PR #2310, opened 2019-08-07
Add `conflict-marker` feature

Esemesek:
Not sure if the placement or the style of the label is the best, but this is how I imagined it. I am open for suggestions C:

Closes #1593 

Screenshot:

Screenshot 2019-08-09 at 14 00 46

# Test

I've tested this feature on [react-native](https://github.com/facebook/react-native/pulls) repository.

PR #2351, opened 2019-08-18
Add `highlight-collaborators-in-lists` feature

### LINKED ISSUE #438: Highlight issues and PRs from org members
Context: for example, in the [React](https://github.com/facebook/react/pulls) team, much of the work happens via PRs, even by the core team. However, these core team PRs are lost in the long, long list of contributions.

Proposal: highlight PRs that are from members of the repo owning org, Facebook in the example of React.

jerone:
# Description
Highlights PRs opened by organization collaborators.

# Screenshot
screenshot

# Closes
Closes #438

# Test
1. Visit an issue/PR list like: https://github.com/sindresorhus/refined-github/issues
2. Look for collaborators of the current repo or organization


source/features/highlight-collaborators-prs.tsx
```diff
@@ -0,0 +1,46 @@
...
+		return false;
+	}
+
+	const authors = select.all('.js-issue-row [data-hovercard-type="user"]');
+	if (authors.length === 0) {
+		return false;
+	}
+
+	const data = await api.v4(buildQuery());
+	const collaborators = data.repository.collaborators.nodes.map((node: AnyObject) => node.login);
```
fregante: I'd rather see a `getCollaborators` function instead of a random `buildQuery`


Also the feature should work on the global PR list as well (`/pulls`) as suggested for this other feature https://github.com/sindresorhus/refined-github/pull/2310#discussion_r311644086

source/features/highlight-collaborators-prs.tsx
```diff
@@ -0,0 +1,46 @@
...
+		repository(${getRepoGQL()}) {
+			collaborators(first: 100) {
+				nodes { login }
+			}
+		}
+	`;
+}
+
+async function init(): Promise<false | void> {
+	if (!features.isRepoWithAccess()) {
```
fregante: There's an `exclude` array in `features.add`

fregante:
Also this should not be limited to PRs. The filter should be `isDiscussionList`

source/features/highlight-collaborators-prs.tsx
jerone: > There's an exclude array in features.add

:+1:

> But is this needed?

Yeah, this is needed because it only works on repos which you have settings rights to. On this repo I get the following error:
```
{
  "data": {
    "repository": {
      "collaborators": null
    }
  },
  "errors": [
    {
      "type": "FORBIDDEN",
      "path": [
        "repository",
        "collaborators"
      ],
      "locations": [
        {
          "line": 3,
          "column": 5
        }
      ],
      "message": "Must have push access to view repository collaborators."
    }
  ]
}
```

> Also it should probably be renamed to canUserCollaborate or something more specific.

That can be in another PR.

source/features/highlight-collaborators-prs.tsx
jerone: > I'd rather see a `getCollaborators` function instead of a random `buildQuery`

:+1:, was just copied from other feature. Will fix.



> Also the feature should work on the global PR list as well (`/pulls`) as suggested for this other feature

That will make it an magnitude harder. Running this on an repo discussion list binds it to just one repo (one fetch). The global discussion list can be any repo; possible extending the query by 10 (page size) repo fetches.

source/features/highlight-collaborators-prs.tsx
fregante: > Yeah, this is needed because it only works on repos which you have settings rights to. On this repo I get the following error:

Wow, what an ugly limitation. I think this limits its usefulness a bit. Do you think it's worth using this hack? https://stackoverflow.com/a/40987268/288906
Parsing the DOM here is not different from what we do across the extension (e.g. `forked-to`)

source/features/highlight-collaborators-prs.tsx
fregante: > That will make it an magnitude harder

It _is_ a bit harder, repos would have to be de-duplicated so they only appear once in each fetch. 

Perhaps this info is not as useful in those pages in the first place.

source/features/highlight-collaborators-prs.tsx
jerone: Interesting. The _hack_ is already available for almost 3 year, it might be _safe_ to use.

But I'm not sure if we should go that way. This [feature request](https://github.com/sindresorhus/refined-github/issues/438#issue-231104704) was only about viewing PRs from other collaborators (who should have push access to the repo). And as owner I'm most interested in this information.

Aldo this information might be interesting for other 'normal' users too. 🤔

I could add the url hack as a fallback in case the API v4 throws...

jerone: I also noticed that the url hack included my own name, which is false in the case of the [example](https://github.com/Leaflet/Leaflet/issues/show_menu_content?partial=issues/filters/authors_content).

fregante: > I could add the url hack as a fallback in case the API v4 throws...

No, there should only be one thing. We can't maintain 2.

fregante: > I also noticed that the url hack included my own name, which is false in the case of the [example](https://github.com/Leaflet/Leaflet/issues/show_menu_content?partial=issues/filters/authors_content).

Indeed, but that's your own name, it doesn't need this highlight (and it already is)

jerone: So, you want me to change the implementation to the **url hack**, instead of the **limited API v4** ?

fregante: I think it's best to go with the URL hack so it becomes more useful.

jerone:
@fregante I implemented the URL hack solution and enabled this feature on all discussion lists.

source/content.ts
```diff
@@ -138,6 +138,7 @@ import './features/revert-file';
 import './features/hidden-review-comments-indicator';
 import './features/reload-failed-proxied-images';
 import './features/clean-rich-text-editor';
+import './features/highlight-collaborators-prs';
```
fregante:
```suggestion
import './features/highlight-collaborators-in-lists';
```

source/features/highlight-collaborators-prs.tsx
```diff
@@ -0,0 +1,34 @@
...
+		if (collaborators.includes(author.textContent!.trim())) {
+			author.classList.add('rgh-collaborator');
+		}
+	}
+}
+
+features.add({
+	id: __featureName__,
+	description: 'Highlights discussions opened by organization collaborators.',
+	screenshot: '',
```
fregante: Needs a "retina" screenshot as always

source/content.ts
```diff
@@ -138,6 +138,7 @@ import './features/revert-file';
 import './features/hidden-review-comments-indicator';
 import './features/reload-failed-proxied-images';
 import './features/clean-rich-text-editor';
```
fregante: test

fregante:
Thanks for tackling the oldest open issue on the repo 🙀

source/features/highlight-collaborators-prs.tsx
jerone: Will do

fregante:
🍍 🎂

PR #2353, opened 2019-08-19
fix: marketplace is opt-in for Enterprise, handle it being turned off

busches:
Marketplace is an opt-in feature for GHE, if you're on an instance where it's not enabled, `marketPlaceLink` will be undefined and return an error in the console when `.closest` is invoked.

### DIFF
--- a/source/features/deprioritize-marketplace-link.tsx
+++ b/source/features/deprioritize-marketplace-link.tsx
@@ -5,7 +5,7 @@ import domLoaded from 'dom-loaded';
 import features from '../libs/features';
 
 async function init(): Promise<void> {
-	const marketPlaceLink = (await elementReady('.Header-link[href="/marketplace"]'))!;
+	const marketPlaceLink = (await elementReady('.Header-link[href="/marketplace"]'));
 	if (marketPlaceLink) {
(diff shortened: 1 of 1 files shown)


source/features/deprioritize-marketplace-link.tsx
```diff
@@ -5,9 +5,11 @@ import domLoaded from 'dom-loaded';
 import features from '../libs/features';
 
 async function init(): Promise<void> {
-	(await elementReady('.Header-link[href="/marketplace"]'))!
+	const marketPlaceLink = (await elementReady('.Header-link[href="/marketplace"]'))!;
```
fregante: I think there’s an extra `()!` here. There’s an if that avoids the need for `!` already

fregante: After this, it can be merged if it works. I don’t have GHE

busches: It works on GHE without it and on GH with it. I don't have access to an instance of GHE that does have it opted in, but assuming the markup is like GH, it'll work. If the markup isn't like GH, well it never would have worked. :)

PR #4245, opened 2021-04-15
Fix `clean-conversation-sidebar` for triage access collaborator

### LINKED ISSUE #4238: `clean-conversation-sidebar` is broken
Extension enabled:
Screenshot_20210414_080246
Extension disabled:
Screenshot_20210414_080311

Extension version: 21.4.13
FF version: 78.9.0esr

Note: Sorry if I am missing something here :sweat_smile:

yakov116:
Fixes #4238

## Test URLs
I tested on https://github.com/download-directory/download-directory.github.io/pull/37

## Screenshot
image

### DIFF
--- a/source/features/clean-conversation-sidebar.tsx
+++ b/source/features/clean-conversation-sidebar.tsx
@@ -101,7 +101,6 @@ async function clean(): Promise<void> {
 
 	// Linked issues/PRs
 	select('[aria-label="Link issues"] p')!.remove(); // "Successfully merging a pull request may close this issue."
-	select('[aria-label="Link issues"] p')?.remove(); // "Successfully merging a pull request may close this issue." Not shown if issues are disabled.
 	cleanSection('[aria-label="Link issues"]');
 
 	// Projects
--- a/source/features/clean-conversation-sidebar.tsx
+++ b/source/features/clean-conversation-sidebar.tsx
@@ -65,8 +65,9 @@ async function clean(): Promise<void> {
 	select('#partial-discussion-sidebar')!.classList.add('rgh-clean-sidebar');
 
 	// Assignees
-	const assignees = select('.js-issue-assignees, .sidebar-assignee')!; // `.sidebar-assignee` is for collaborators with only "triage access"
+	const assignees = select('.js-issue-assignees')!;
 	if (assignees.children.length === 0) {
+	if (assignees.children.length === 0 && !select('#assignees-select-menu')) {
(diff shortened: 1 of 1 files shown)


yakov116:
Hmm this breaks other collaborator types

yakov116:
OK from my finding, they have a unique DOM. Its a regular user with some added select dropdowns.

source/features/clean-conversation-sidebar.tsx
```diff
@@ -101,6 +101,7 @@ async function clean(): Promise<void> {
 
 	// Linked issues/PRs
 	select('[aria-label="Link issues"] p')!.remove(); // "Successfully merging a pull request may close this issue."
+	select('[aria-label="Link issues"] p')?.remove(); // "Successfully merging a pull request may close this issue." Not shown if issues are disabled.
```
fregante, line 104: There are 2? The use a loop

yakov116: No This issue is really unrelated. I just threw it into the PR.

I can revert if you want

yakov116: Reverted

fregante:
I think the issue here is specifically because the “Assign yourself” button is missing from the Triager’s sidebar and therefore the “children count” is zero. Since the next condition selects this  element, we can use *that* instead of this additional select. This also allows for a slight improvement of the whole if/else

yakov116:
I lost you here

yakov116:
I am going to close this as this feature needs a to be fixed anyways

source/features/clean-conversation-sidebar.tsx
```diff
@@ -66,7 +66,8 @@ async function clean(): Promise<void> {
 
 	// Assignees
 	const assignees = select('.js-issue-assignees')!;
-	if (assignees.children.length === 0) {
+	// `#assignees-select-menu` check is for collaborators with only "triage access" #4238
+	if (assignees.children.length === 0 && !select('#assignees-select-menu')) {
```
fregante, line 70: What I meant in my previous comment is that `#assignees-select-menu` covers both cases, so `assignees.children.length === 0` is a redundant check.

The same exact thing happened in https://github.com/sindresorhus/refined-github/pull/4336#discussion_r628903336

Here's a comparison for history purposes:

## Full access

Screen Shot 1

## Triage access

114912044-8a6ad800-9ded-11eb-8540-fdef5d868a88

Issue #4197, opened 2021-04-03
What features should be removed and why?


fregante:
There are 2 types of features I'm expecting to hear:

- controversial features could be dropped or made less controversial
- rare/broken/unnecessary features that either don't belong to Refined GitHub or aren't worth supporting

Not promising that the changes will happen, but it's a good time to discuss since we have 200+ features and some changes need to edit/test _many features_ before going live.

dorian-marchal:
I always disable these features:
 - __Automatically deletes the branch right after merging a PR, if possible.__
  I don't want to delete my colleagues branches when I merge them.
- __Uses the PR’s title as the default squash commit title and updates the PR’s title to match the commit title, if changed.__
  My team relies on the default behavior to identify Merge commits.
  I see that this refers to "squash commit" now, so maybe I could reenable that.
- __Hides forks and watchers counters.__
  That's valuable information I don't want to hide.

kidonng:
@dorian-marchal The first two may be addressed in #3964

fregante:
Thanks for the comment. 

How is the fork and watchers count useful to you that the Star count doesn’t already tell?

dorian-marchal:
I feel like watching a repo shows more involvement than simply starring it.
However after thinking about it, the main reason I disabled this option was that it removed the direct links to watchers/forks. It seems like the watchers link has since been added back.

▶ **What you are asked to do**
For the word "await", count the lines of the data that contain it and give only the count.

▶ **Result**
5